Optimization Strategies
Image Optimization (The Biggest Win)
Format Conversion
Original JPG/PNG → WebP
Result: 30-40% size reduction
Responsive Serving
srcsetfor different breakpoints- Automatic format detection by browser support
- Lazy loading with Intersection Observer
- Progressive JPEG for perceived performance
JavaScript Optimization
Bundle Reduction
- Code splitting per route with dynamic imports
- Tree shaking for unused dependencies
- Minification + obfuscation
- Gzip compression (70% reduction!)
Execution Optimization
- Async/defer for non-critical scripts
- Web Workers for CPU-intensive operations
- Service Workers for offline functionality
CSS Optimization
Critical Path CSS
Strategy:
1. Inline critical CSS (<14KB) in <head>
2. Defer non-critical CSS loading
3. CSS-in-JS optimization for Solid.js
Result: 45% reduction in unused CSS
Node.js Middleware
Backend Performance
- Response compression (gzip + brotli)
- HTTP caching headers optimization
- Connection pooling for database queries
- Request batching for API aggregation
Architecture
┌──────────────────────────────────────┐
│ User Browser │
│ Solid.js Components + SW Cache │
└──────────────────────────────────────┘
│
┌───────┴───────┐
↓ ↓
Static Assets Dynamic Content
↓ ↓
┌──────────────┐ ┌─────────────────┐
│ Akamai CDN │ │ Node.js Server │
│ Images │ │ Middleware │
│ CSS/JS │ │ Caching │
│ HTML Cache │ │ Compression │
└──────────────┘ └─────────────────┘
│ │
└───────┬───────┘
↓
┌──────────────┐
│ AEM Content │
│ Pages │
│ Assets │
│ Components │
└──────────────┘
Results
| Metric | Before | After | Improvement |
|---|---|---|---|
| LCP | 3.8s | 1.2s | 68% ↓ |
| FID | 145ms | 45ms | 69% ↓ |
| CLS | 0.25 | 0.08 | 68% ↓ |
| Page Load Time | 4.5s | 1.8s | 60% ↓ |
| Time to Interactive | 6.2s | 2.3s | 63% ↓ |
All metrics now in Google's "Good" (green) range!
Technical Deep Dive
Why Solid.js?
For dynamic pages, we chose Solid.js over React for:
- True reactivity without Virtual DOM overhead
- Smaller bundle size (~7KB vs React's ~40KB)
- Faster updates for interactive components
- Compiled approach eliminates runtime overhead
Akamai CDN Strategy
- Edge caching for static assets
- Geographic distribution for global users
- Automatic WebP conversion at edge
- HTTP/2 push for critical resources
Measurement & Monitoring
- Lighthouse CI in deployment pipeline
- Real User Monitoring (RUM) for field data
- Core Web Vitals dashboard tracking trends
- Alert thresholds for regression detection
Business Impact
SEO Benefits
- Improved Google rankings for finance keywords
- Better crawl efficiency for new content
- Enhanced mobile-first indexing scores
User Experience
- 15-25% reduction in bounce rates
- Higher engagement metrics
- Improved conversion rates
Competitive Advantage
- Faster than competitor financial portals
- Professional, responsive experience
- Mobile performance critical for 65%+ mobile traffic
Tech Stack
Frontend: Solid.js, AEM (Adobe Experience Manager) Performance: Akamai CDN, Service Workers, Intersection Observer Backend: Node.js, Express.js Tooling: Lighthouse, WebPageTest, Chrome DevTools
Key Learnings
Performance optimization is death by a thousand cuts, reversed.

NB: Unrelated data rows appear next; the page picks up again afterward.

PR #3372, opened 2024-10-14
fix(biome): remove 'css' duplicate

leakedmemory:
Problem:
There was 2 instances of the css string inside filetypes.

Solution:
Remove the duplicate and rearrange the filetypes in alphabetical order.


justinmk:
We could add a lint rule that ensures these kinds of items are alphabetized...

PR #3377, opened 2024-10-16
Make Uiua LSP work on ".ua" files instead of ".uiua" files

JoaoFelipe3:
`.ua` is the file type this is supposed to work on.

### DIFF
--- a/lua/lspconfig/configs/uiua.lua
+++ b/lua/lspconfig/configs/uiua.lua
@@ -3,7 +3,7 @@ local util = require 'lspconfig.util'
 return {
   default_config = {
     cmd = { 'uiua', 'lsp' },
-    filetypes = { 'uiua' },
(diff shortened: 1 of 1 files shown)


justinmk:
can you provide a reference and perhaps insight as to why @ckafi may have chosen the other way?

JoaoFelipe3:
[Here](https://github.com/uiua-lang/uiua-modules) is a list of various Uiua modules. Note that these all use ".ua".

@ckafi probably didn't know that the most-used file extension was ".ua".

ckafi:
@JoaoFelipe3 you're mixing concepts here. `filetype` is not the same as the file ending. If you open a `main.rs` for example, the filetype will be `rust` not `rs`.

JoaoFelipe3:
Oh my god

PR #3389, opened 2024-10-19
fix(fennel-ls): use cwd when git repo parent is not found

justiceenunciate:
## Context
For the `fennel-ls` lspconfig, I recently changed how the  `fennel-ls` configuration file is found, i.e. nearest config -> git root. 

However, when there is no `fennel-ls` configuration available, and all parent directories of the current buffer do contain git repositories, then the LSP won't be loaded at all. This PR fixes that.

## Changes
* Use `cwd` for `fennel-ls`  when git repository parent is unavailable

## Questions
1. Can I write a test so this doesn't fail again? If so, where should that live?
2. If `root_dir` is `nil`, should the LSP fail to load? I'm not sure if there are legitimate cases to ever send `nil` to an LSP but I thought I'd ask if a wider, structural solution is appropriate.

Thanks for your help!

### DIFF
--- a/lua/lspconfig/configs/fennel_ls.lua
+++ b/lua/lspconfig/configs/fennel_ls.lua
@@ -8,7 +8,7 @@ return {
       local has_fls_project_cfg = function(path)
         return util.path.is_file(vim.fs.joinpath(path, 'flsproject.fnl'))
       end
-      return util.search_ancestors(dir, has_fls_project_cfg) or vim.fs.root(0, '.git')
+      return util.search_ancestors(dir, has_fls_project_cfg) or vim.fs.root(0, '.git') or vim.fn.getcwd()
     end,
     settings = {},
     capabilities = {


lua/lspconfig/configs/fennel_ls.lua
```diff
@@ -8,7 +8,7 @@ return {
       local has_fls_project_cfg = function(path)
         return util.path.is_file(vim.fs.joinpath(path, 'flsproject.fnl'))
       end
-      return util.search_ancestors(dir, has_fls_project_cfg) or vim.fs.root(0, '.git')
+      return util.search_ancestors(dir, has_fls_project_cfg) or vim.fs.root(0, '.git') or vim.fn.getcwd()
```
glepnir, line 11: use vim.uv.cwd() would be better.

justinmk:
Isn't this something that could be done by default? But IIRC that was discussed and there were reasons against it. I can't find the discussion though. Why is this reasonable for e.g. fennel and pyright, but not others?

mfussenegger:
> Isn't this something that could be done by default?

At least from core perspective `nil` is legitimate for servers who support single-file's without project setup.
Not every server does - I think that's why lspconfig introduced a dedicated flag to indicate if they do.

And afaik a `cwd` as fallback was mostly removed because it led to users accidentally having their $HOME indexed by a language server.

justinmk:
Thanks for those reminders!

> `cwd` as fallback was mostly removed because it led to users accidentally having their $HOME indexed by a language server.

Right, and then this PR reintroduces that issue...

justinmk:
> At least from core perspective `nil` is legitimate for servers who support single-file's without project setup.
> Not every server does - I think that's why lspconfig introduced a dedicated flag to indicate if they do.

So that is a potential way forward here. 

Previous "single file support" PRs, for reference: https://github.com/neovim/nvim-lspconfig/pulls?q=is%3Apr+single+file+is%3Aclosed

PR #3391, opened 2024-10-22
fix(lua_ls): when neither lua or git root found, return nil. See #3322

folke:
Due to #3322, when neither a `/lua` directory or `.git` root dir exists, the empty (and invalid) `''` root dir was returned.

Instead it should return `nil` so that single-file mode can trigger instead.


pitkling (approved):
Looks good to me. Returning the empty string in my original PR #3322 only happened because of a code simplification (see also my question concerning that simplification at the end of [this comment](https://github.com/neovim/nvim-lspconfig/pull/3322#discussion_r1779451552), where I basically asked about whether there is a difference in returning `nil` or the empty string.).

PR #604, opened 2018-01-22
Bugfix/issue 602 adapt stepsize

bbbales2:
#### Submisison Checklist

#### Summary:

Adds more tests for custom specified metrics and also adds an error that gets thrown if adaptation is enabled with num_warmup=0

To reviewer: Am I putting that check in the right place? It's right here: https://github.com/bbbales2/cmdstan-rus/blob/95cb7995d25c307f6054f53ad4675e5cbe80c08e/src/cmdstan/command.hpp#L255. Doesn't seem to be a whole lot of other checking going on in command.hpp.

#### How to Verify:

Build the bernoulli example and then try to run it with:

```
./bernoulli method=sample num_samples=1 num_warmup=0 adapt engaged=1 algorithm=hmc engine=nuts stepsize=1e-7 data file=bernoulli.data.R output file=output1.csv
```

And you should get the message:

"The number of warmup samples (num_warmup) must be greater than zero if adaptation is enabled."

And the program should exit

#### Copyright and Licensing

Please list the copyright holder for the work you are submitting (this will be you or your assignee, such as a university or company): University of California, Santa Barbara

### DIFF
--- a/src/cmdstan/command.hpp
+++ b/src/cmdstan/command.hpp
@@ -252,7 +252,10 @@ namespace cmdstan {
         double stepsize = dynamic_cast<real_argument*>(hmc->arg("stepsize"))->value();
         double stepsize_jitter= dynamic_cast<real_argument*>(hmc->arg("stepsize_jitter"))->value();
 
-        if (engine->value() == "nuts" && metric->value() == "dense_e" && adapt_engaged == false && metric_supplied == false) {
+        if (adapt_engaged == true && num_warmup == 0) {
+          info("The number of warmup samples (num_warmup) must be greater than zero if adaptation is enabled.");
+          return_code = stan::services::error_codes::CONFIG;
+        } else if (engine->value() == "nuts" && metric->value() == "dense_e" && adapt_engaged == false && metric_supplied == false) {
           int max_depth = dynamic_cast<int_argument*>(dynamic_cast<categorical_argument*>(algo->arg("hmc")->arg("engine")->arg("nuts"))->arg("max_depth"))->value();
           return_code = stan::services::sample::hmc_nuts_dense_e(model,
                                                                  init_context,
--- a/src/docs/cmdstan-guide/running.tex
+++ b/src/docs/cmdstan-guide/running.tex
@@ -810,8 +810,9 @@ The \code{metric\_file} option can be used with and without adaptation enabled.
 If adaptation is enabled, the provided metric will be used as the initial
 guess in the adaptation process. If the initial guess is good, then adaptation
 should not change it much. If the metric is no good, then the adaptation will
-override the initial guess. An example of running the sampler with adaptation
-enabled without specifying a stepsize is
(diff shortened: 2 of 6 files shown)


bbbales2:
Now that I think about it, an alternate and probably better solution to this is to just require num_warmup > 0.

wds15:
Are u sure about num_warmup>0 constraint?

Would it still be possible then to restart sampling from exactly the same draw+warmup state? I think this would not be possible then and at least to me that is a desirable feature.

bob-carpenter:
We can start from the same draw plus warmup, but we can't start from the same RNG state because the RNG state isn't translatable back into a seed.  We'd have to rethink our core RNG to make saving and restarting the RNG possible.  It'd be easy if it kept track of the number of calls it made because it has an efficient advance-over-the-next-N-draws method.

bbbales2:
@wds15 If you want to restart something with known mass matrix n' such, adapt engaged=0 is the way to go. adapt engaged=0 will skip warmup (so it doesn't matter what it's set at).

bbbales2:
Jenkins, retest this please

wds15:
ah, ok. I think some hints in the documentation would be great in this regard. We should emphasize that restarting needs engaged=0 and the stepsize set specifically (and that chains don't give us the same output due to rng state). If you like I give that a try or would you like to work on that as well?

bbbales2:
The other thing that makes sense I think is that setting num_warmup=0 would just set adapt engaged=0 as well. I guess this pull is just waiting on whoever is the cmdstan Czar to decide if this should be handled with:

1. Error thrown if num_warmup=0 & adapt engaged=1, or
2. Require num_warmup > 0, or
3. Force adapt engaged=0 if num_warmup=0

Once that's decided the docs are straightforward.

I dunno the philosophy in how these sorts of edge cases are handled, but it seems like there'd be a Best Way to do it so that it'd trickle out to the other interfaces without being difficult to handle. 1 & 3 seem a little bandaidy in implementation, 2 is probably the cleanest.

betanalpha:
Turning on adaptation with engaged=1 initializes the
adaptation immediately regardless of how many warmup 
iterations are run.  This is the behavior independent of
the iterations run is expected and desired behavior.

Currently the initialization sets the step size to the value 
of the "algorithm hmc stepsize=blah” argument which 
defaults to 1.  Unless the user provides a different step
size there’s nothing more the adaptation routine can do
to better initialize.

wds15:
Should we run this by the stan-dev team on Thursday?

I like the proposal to set engaged=0 whenever num_warmup=0.

bbbales2:
Yeah, sounds like a good idea

bbbales2:
@mitzimorris I added a tiny bit of documentation to the manual to clarify that num_warmup=0 isn't valid if adapt engaged=1. Otherwise this pull does what we talked about in the meeting, so it's ready to review.

Thanks!

mitzimorris:
reviewed and approved.  apologies for letting this languish.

No single change made the difference — it was:
- Image optimization (30% gain)
- JS bundle reduction (20% gain)
- Critical CSS inlining (15% gain)
- Server compression (15% gain)
- CDN caching (20% gain)
The compound effect is what took us from "slow" to "fast."
Also learned: Measure before optimizing. Without proper RUM data, we would have optimized the wrong things.
This project taught me that performance engineering is as much about user psychology as it is about bytes and milliseconds. Perceived performance matters as much as actual performance.